Required work: Instruction for the entries that follow: retype exactly the lines from the line with "- Reasoning effort" to the line with "the cause chain.", both included, and omit all others.

*** Opening Entries provided ***

PR #3078, opened 2026-09-09
feat(openai-official): add OpenAI Responses API module

jujn:
### Summary

This PR adds a new model extension module, `agentscope-extensions-model-openai-official`, which integrates OpenAI models through the **official OpenAI Java SDK** (`com.openai:openai-java`) against the **Responses API**. This complements the existing `agentscope-extensions-model-openai` module, which uses a hand-rolled HTTP client against the Chat Completions API.

The Responses API is OpenAI's newer interface with built-in support for reasoning models, encrypted reasoning replay across turns, structured outputs, and server-side conversation state. This module brings first-class support for those capabilities into AgentScope.

### What's included

<details>
<summary>架构图</summary>
openai-official-architecture
</details>
<details>
<summary>流式时序图</summary>
openai-official-sequence
</details>

**Module: `agentscope-extensions-model-openai-official`** (14 production classes, ~2,500 LOC)

The module is structured around a clean separation of concerns:

- `OpenAIResponsesChatModel` — the `ChatModelBase` implementation. Owns the streaming/non-streaming dispatch, retry classification, and builder API. SDK retry is disabled (`maxRetries = 0`); AgentScope owns all retry logic via a module-level `retryOn` predicate that inspects `x-should-retry` headers and SDK exception types.
- `OpenAIOfficialModelProvider` — SPI provider registered via `ModelProvider` service loader. Supports the `openai-official:<model>` model-id convention and resolves `OPENAI_API_KEY` / `OPENAI_BASE_URL` from the environment.
- `ResponsesRequestMapper` — maps AgentScope `Msg` objects, `ToolSchema` definitions, and `GenerateOptions` to SDK `ResponseCreateParams`. Handles reasoning replay (encrypted content from previous turns), structured output (JSON object / JSON schema), tool-call mapping with strict mode, and fail-fast validation for unsupported fields.
- `ResponsesResponseParser` — parses a non-streaming `Response` into a single `ChatResponse`, assembling content blocks in fixed order (ThinkingBlock -> TextBlock -> ToolUseBlock) with full metadata extraction.
- `ResponsesStreamingAssembler` — assembles a `Flux<ResponseStreamEvent>` into incremental `ChatResponse` chunks. Routes text deltas, reasoning summary deltas, function-call argument deltas, and terminal events (completed/incomplete/failed/error) with proper resource cleanup via `doFinally`.
- `ResponsesMultiAgentFormatter` — multi-agent conversation formatter. Groups messages by type (SYSTEM, TOOL_SEQUENCE, AGENT_CONVERSATION, BYPASS), merges agent conversation messages into `<history>`-tagged user messages, and passes through tool sequences and system messages unchanged. Supports a customizable conversation history prompt.
- `OpenAIErrorTranslator` — normalizes SDK exceptions (`OpenAIServiceException`, `OpenAIIoException`, `OpenAIRetryableException`, `OpenAIInvalidDataException`, `TimeoutException`) into `OpenAIOfficialModelException` with HTTP status codes preserved.
- `OpenAISdkClientFactory` — the single production entry point for `OpenAIClient` creation. Sets `maxRetries = 0`, injects builder-level additional headers, and fail-fasts on missing API key.
- `OpenAIOfficialCredential` — JSON-serializable credential type (`openai_official_credential`) for use with AgentScope's credential system.
- `OpenAIOfficialConstants` — shared constants for metadata namespace keys (`openai.*`) and the `additionalBodyParams` whitelist.

**Key capabilities:**

- Streaming and non-streaming Responses API calls
- Tool calling with per-tool and builder-level strict mode
- Native structured output
- Reasoning effort control (`low` / `medium` / `high` / `minimal`) with encrypted reasoning content automatically replayed across turns via `Msg.metadata` — no manual management needed
- Responses-specific parameters via whitelisted `additionalBodyParams`: `reasoning.summary`, `reasoning.context`, `reasoning.mode`, `service_tier`, `prompt_cache_key`, `prompt_cache_options`, `max_tool_calls`, `safety_identifier`
- Builder-level additional headers (constant across all requests)
- Image input (URL and base64) in user messages and tool results
- Credential support and SPI auto-registration
- E2E test provider integration (`OpenAIOfficialResponsesProvider`)

### Supporting changes

Several improvements to core and harness modules were needed to support this integration:

- **`ModelContextWindows`** — added context window sizes for GPT-5.x, GPT-6, and GLM-5.3 models.
- **`ModelUtils`** — timeout exceptions now wrap a `TimeoutException` as cause, so module-level `retryOn` predicates can detect timeouts in the cause chain.
- **Distribution** — `agentscope-all` and `agentscope-bom` updated to include the new module.
- **Docs** — bilingual (English and Chinese) integration documentation added, including table-of-contents and overview updates.

### Testing

The module includes **13 test files** totaling ~5,600 lines, covering:

- Request mapping: history, tools, options, structured output, reasoning validation, rejected fields, prompt cache options, additional body params
- Response parsing: text, reasoning, tool calls, refusal, metadata/usage extraction
- Streaming assembly: text deltas, reasoning deltas, function-call deltas, terminal events, failed/error events, stream cleanup
- Multi-agent formatter: agent conversations, tool sequences, system messages, media handling, edge cases, bypass
- Error translation: all SDK exception types, cause-chain timeout, status-code classification
- Model provider: SPI support detection, context resolution, advanced options, stream defaults
- Cross-turn behavior: reasoning replay, tool-set changes across turns, option merging, streaming vs. non-streaming modes
- Client factory and credential validation

### Not yet supported

The following are intentionally out of scope for this initial PR. They are tracked for follow-up work:

1. **Spring Boot starter** — no dedicated starter is provided.
2. **`store` parameter** — hardcoded to `false` in `ResponsesRequestMapper`. OpenAI's server-side conversation storage is not used; AgentScope manages conversation history client-side. Making this configurable is a straightforward future enhancement.
3. **Multimodal input/output** — only `TextBlock`, `ImageBlock` (URL and base64), and image-type `DataBlock` are supported. `AudioBlock` and `VideoBlock` are not mapped; the request mapper fail-fasts on unsupported block types, and the multi-agent formatter silently skips them. The existing OpenAI and DashScope modules handle audio and video blocks.
4. **`ProxyConfig`** — not supported. This is a real gap for enterprise and restricted-network environments. The official SDK's `OpenAIOkHttpClient.Builder` supports proxy configuration, so wiring is feasible.
5. **MultiModalTool** — no `MultiModalTool` implementation. The OpenAI module provides `OpenAIMultiModalTool` (text-to-image, image-to-text, text-to-audio, audio-to-text) and the DashScope module provides `DashScopeMultiModalTool`. A corresponding tool for this module is optional but would improve feature parity.

### Usage

**Via explicit builder:**

```java
OpenAIResponsesChatModel model = OpenAIResponsesChatModel.builder()
    .apiKey(System.getenv("OPENAI_API_KEY"))
    .modelName("gpt-4o")
    .stream(true)
    .build();
```

**With reasoning and multi-agent formatter:**

```java
GenerateOptions options = GenerateOptions.builder()
    .reasoningEffort("high")
    .additionalBodyParam("reasoning.summary", "auto")
    .build();

OpenAIResponsesChatModel model = OpenAIResponsesChatModel.builder()
    .apiKey(apiKey)
    .modelName("gpt-5.4")
    .generateOptions(options)
    .formatter(new ResponsesMultiAgentFormatter())
    .build();
```

### DIFF
--- a/agentscope-core/src/main/java/io/agentscope/core/model/ModelContextWindows.java
+++ b/agentscope-core/src/main/java/io/agentscope/core/model/ModelContextWindows.java
@@ -68,7 +68,14 @@ public final class ModelContextWindows {
                     Map.entry("o3-mini", 200_000),
                     Map.entry("o3", 200_000),
                     Map.entry("o1-mini", 128_000),
-                    Map.entry("o1", 200_000));
+                    Map.entry("o1", 200_000),
+                    Map.entry("gpt-5.4-mini", 400_000),
+                    Map.entry("gpt-5.4", 1_050_000),
+                    Map.entry("gpt-5.5", 1_050_000),
+                    Map.entry("gpt-5.6-luna", 1_050_000),
+                    Map.entry("gpt-5.6-terra", 1_050_000),
+                    Map.entry("gpt-5.6-sol", 1_050_000),
+                    Map.entry("gpt-6-astra", 1_050_000));
 
     public static final Map<String, Integer> DEEPSEEK =
             Map.ofEntries(
@@ -77,6 +84,7 @@ public final class ModelContextWindows {
 
     public static final Map<String, Integer> GLM =
             Map.ofEntries(
+                    Map.entry("glm-5.3", 1_000_000),
                     Map.entry("glm-5.2", 1_000_000),
                     Map.entry("glm-5.1", 200_000),
                     Map.entry("glm-5-turbo", 200_000),
--- a/agentscope-distribution/agentscope-all/pom.xml
+++ b/agentscope-distribution/agentscope-all/pom.xml
@@ -108,12 +108,12 @@
             <optional>true</optional>
         </dependency>
 
-<!--        <dependency>-->
-<!--            <groupId>io.agentscope</groupId>-->
-<!--            <artifactId>agentscope-extensions-model-openai-official</artifactId>-->
-<!--            <scope>compile</scope>-->
-<!--            <optional>true</optional>-->
-<!--        </dependency>-->
+        <dependency>
+            <groupId>io.agentscope</groupId>
+            <artifactId>agentscope-extensions-model-openai-official</artifactId>
+            <scope>compile</scope>
+            <optional>true</optional>
+        </dependency>
 
         <dependency>
             <groupId>io.agentscope</groupId>
--- a/agentscope-distribution/agentscope-all/pom.xml
+++ b/agentscope-distribution/agentscope-all/pom.xml
@@ -470,6 +470,9 @@
                                     <include>io.agentscope:agentscope-extensions-*</include>
                                 </includes>
                             </artifactSet>
+                            <transformers>
+                                <transformer implementation="org.apache.maven.plugins.shade.resource.ServicesResourceTransformer"/>
+                            </transformers>
                         </configuration>
                     </execution>
                 </executions>
--- a/agentscope-distribution/agentscope-bom/pom.xml
+++ b/agentscope-distribution/agentscope-bom/pom.xml
@@ -355,11 +355,11 @@
                 <artifactId>agentscope-extensions-model-openai</artifactId>
                 <version>${project.version}</version>
             </dependency>
-<!--            <dependency>-->
-<!--                <groupId>io.agentscope</groupId>-->
-<!--                <artifactId>agentscope-extensions-model-openai-official</artifactId>-->
-<!--                <version>${project.version}</version>-->
-<!--            </dependency>-->
+            <dependency>
+                <groupId>io.agentscope</groupId>
+                <artifactId>agentscope-extensions-model-openai-official</artifactId>
+                <version>${project.version}</version>
+            </dependency>
             <dependency>
                 <groupId>io.agentscope</groupId>
                 <artifactId>agentscope-extensions-model-gemini</artifactId>
--- a/agentscope-extensions/agentscope-extensions-model/agentscope-extensions-model-e2e-tests/src/test/java/io/agentscope/core/e2e/providers/OpenAIOfficialResponsesProvider.java
+++ b/agentscope-extensions/agentscope-extensions-model/agentscope-extensions-model-e2e-tests/src/test/java/io/agentscope/core/e2e/providers/OpenAIOfficialResponsesProvider.java
@@ -1,0 +1,108 @@
+/*
+ * Copyright 2024-2026 the original author or authors.
+ *
+ * Licensed under the Apache License, Version 2.0 (the "License");
+ * you may not use this file except in compliance with the License.
+ * You may obtain a copy of the License at
+ *
+ *      http://www.apache.org/licenses/LICENSE-2.0
+ *
+ * Unless required by applicable law or agreed to in writing, software
+ * distributed under the License is distributed on an "AS IS" BASIS,
+ * WITHOUT WARRANTIES OR CONDITIONS OF ANY KIND, either express or implied.
+ * See the License for the specific language governing permissions and
+ * limitations under the License.
+ */
+package io.agentscope.core.e2e.providers;
+
+import io.agentscope.core.ReActAgent;
+import io.agentscope.core.tool.Toolkit;
+import io.agentscope.extensions.model.openaiofficial.OpenAIResponsesChatModel;
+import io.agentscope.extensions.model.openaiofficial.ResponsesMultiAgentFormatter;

*** Closing Entries provided ***

Worked solution:
- Reasoning effort control (`low` / `medium` / `high` / `minimal`) with encrypted reasoning content automatically replayed across turns via `Msg.metadata` — no manual management needed
- Responses-specific parameters via whitelisted `additionalBodyParams`: `reasoning.summary`, `reasoning.context`, `reasoning.mode`, `service_tier`, `prompt_cache_key`, `prompt_cache_options`, `max_tool_calls`, `safety_identifier`
- Builder-level additional headers (constant across all requests)
- Image input (URL and base64) in user messages and tool results
- Credential support and SPI auto-registration
- E2E test provider integration (`OpenAIOfficialResponsesProvider`)

### Supporting changes

Several improvements to core and harness modules were needed to support this integration:

- **`ModelContextWindows`** — added context window sizes for GPT-5.x, GPT-6, and GLM-5.3 models.
- **`ModelUtils`** — timeout exceptions now wrap a `TimeoutException` as cause, so module-level `retryOn` predicates can detect timeouts in the cause chain.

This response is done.